BEGIN AVAILABLE RECORDS

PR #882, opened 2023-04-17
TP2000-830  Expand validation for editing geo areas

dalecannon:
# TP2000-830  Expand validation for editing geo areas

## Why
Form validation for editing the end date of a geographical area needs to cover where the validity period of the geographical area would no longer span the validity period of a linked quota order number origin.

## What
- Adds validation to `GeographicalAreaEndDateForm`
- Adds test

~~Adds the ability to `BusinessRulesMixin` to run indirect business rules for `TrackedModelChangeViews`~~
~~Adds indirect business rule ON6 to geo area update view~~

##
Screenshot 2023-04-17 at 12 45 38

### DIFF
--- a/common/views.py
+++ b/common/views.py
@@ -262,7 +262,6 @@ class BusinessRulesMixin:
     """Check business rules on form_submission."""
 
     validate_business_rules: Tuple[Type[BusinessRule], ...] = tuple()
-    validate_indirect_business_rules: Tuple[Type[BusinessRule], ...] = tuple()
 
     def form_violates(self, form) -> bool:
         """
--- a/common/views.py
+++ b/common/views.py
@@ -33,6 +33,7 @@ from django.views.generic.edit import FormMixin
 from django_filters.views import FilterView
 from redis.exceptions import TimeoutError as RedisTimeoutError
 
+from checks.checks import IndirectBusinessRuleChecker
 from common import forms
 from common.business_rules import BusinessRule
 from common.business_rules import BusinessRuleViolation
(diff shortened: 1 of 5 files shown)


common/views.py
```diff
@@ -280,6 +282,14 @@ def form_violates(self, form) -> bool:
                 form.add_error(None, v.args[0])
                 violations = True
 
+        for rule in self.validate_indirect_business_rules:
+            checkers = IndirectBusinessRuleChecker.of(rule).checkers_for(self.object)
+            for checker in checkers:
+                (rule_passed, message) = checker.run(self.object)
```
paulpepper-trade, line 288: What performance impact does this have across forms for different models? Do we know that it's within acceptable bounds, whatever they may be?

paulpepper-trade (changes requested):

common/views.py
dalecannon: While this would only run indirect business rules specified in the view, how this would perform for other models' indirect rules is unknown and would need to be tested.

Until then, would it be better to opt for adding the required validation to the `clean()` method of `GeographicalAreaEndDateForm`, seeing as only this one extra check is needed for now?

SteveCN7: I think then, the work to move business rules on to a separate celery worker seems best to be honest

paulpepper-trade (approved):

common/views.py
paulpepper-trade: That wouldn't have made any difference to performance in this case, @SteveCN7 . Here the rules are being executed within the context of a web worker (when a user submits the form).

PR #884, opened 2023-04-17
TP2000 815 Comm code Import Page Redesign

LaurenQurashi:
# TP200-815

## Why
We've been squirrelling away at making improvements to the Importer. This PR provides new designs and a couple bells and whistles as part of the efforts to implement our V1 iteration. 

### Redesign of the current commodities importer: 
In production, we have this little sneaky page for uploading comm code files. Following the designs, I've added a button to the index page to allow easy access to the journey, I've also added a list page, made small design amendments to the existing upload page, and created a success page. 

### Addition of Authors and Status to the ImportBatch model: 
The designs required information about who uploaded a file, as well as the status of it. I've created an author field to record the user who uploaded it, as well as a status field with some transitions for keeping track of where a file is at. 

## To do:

END AVAILABLE RECORDS

*TASK REQUIREMENTS*. Transcribe the records exactly as given.

*RESPONSE TO THE TASK*.
PR #882, opened 2023-04-17
TP2000-830  Expand validation for editing geo areas

dalecannon:
# TP2000-830  Expand validation for editing geo areas

## Why
Form validation for editing the end date of a geographical area needs to cover where the validity period of the geographical area would no longer span the validity period of a linked quota order number origin.

## What
- Adds validation to `GeographicalAreaEndDateForm`
- Adds test

~~Adds the ability to `BusinessRulesMixin` to run indirect business rules for `TrackedModelChangeViews`~~
~~Adds indirect business rule ON6 to geo area update view~~

##
Screenshot 2023-04-17 at 12 45 38

### DIFF
--- a/common/views.py
+++ b/common/views.py
@@ -262,7 +262,6 @@ class BusinessRulesMixin:
     """Check business rules on form_submission."""
 
     validate_business_rules: Tuple[Type[BusinessRule], ...] = tuple()
-    validate_indirect_business_rules: Tuple[Type[BusinessRule], ...] = tuple()
 
     def form_violates(self, form) -> bool:
         """
--- a/common/views.py
+++ b/common/views.py
@@ -33,6 +33,7 @@ from django.views.generic.edit import FormMixin
 from django_filters.views import FilterView
 from redis.exceptions import TimeoutError as RedisTimeoutError
 
+from checks.checks import IndirectBusinessRuleChecker
 from common import forms
 from common.business_rules import BusinessRule
 from common.business_rules import BusinessRuleViolation
(diff shortened: 1 of 5 files shown)


common/views.py
```diff
@@ -280,6 +282,14 @@ def form_violates(self, form) -> bool:
                 form.add_error(None, v.args[0])
                 violations = True
 
+        for rule in self.validate_indirect_business_rules:
+            checkers = IndirectBusinessRuleChecker.of(rule).checkers_for(self.object)
+            for checker in checkers:
+                (rule_passed, message) = checker.run(self.object)
```
paulpepper-trade, line 288: What performance impact does this have across forms for different models? Do we know that it's within acceptable bounds, whatever they may be?

paulpepper-trade (changes requested):

common/views.py
dalecannon: While this would only run indirect business rules specified in the view, how this would perform for other models' indirect rules is unknown and would need to be tested.

Until then, would it be better to opt for adding the required validation to the `clean()` method of `GeographicalAreaEndDateForm`, seeing as only this one extra check is needed for now?

SteveCN7: I think then, the work to move business rules on to a separate celery worker seems best to be honest

paulpepper-trade (approved):

common/views.py
paulpepper-trade: That wouldn't have made any difference to performance in this case, @SteveCN7 . Here the rules are being executed within the context of a web worker (when a user submits the form).

PR #884, opened 2023-04-17
TP2000 815 Comm code Import Page Redesign

LaurenQurashi:
# TP200-815

## Why
We've been squirrelling away at making improvements to the Importer. This PR provides new designs and a couple bells and whistles as part of the efforts to implement our V1 iteration. 

### Redesign of the current commodities importer: 
In production, we have this little sneaky page for uploading comm code files. Following the designs, I've added a button to the index page to allow easy access to the journey, I've also added a list page, made small design amendments to the existing upload page, and created a success page. 

### Addition of Authors and Status to the ImportBatch model: 
The designs required information about who uploaded a file, as well as the status of it. I've created an author field to record the user who uploaded it, as well as a status field with some transitions for keeping track of where a file is at. 

## To do:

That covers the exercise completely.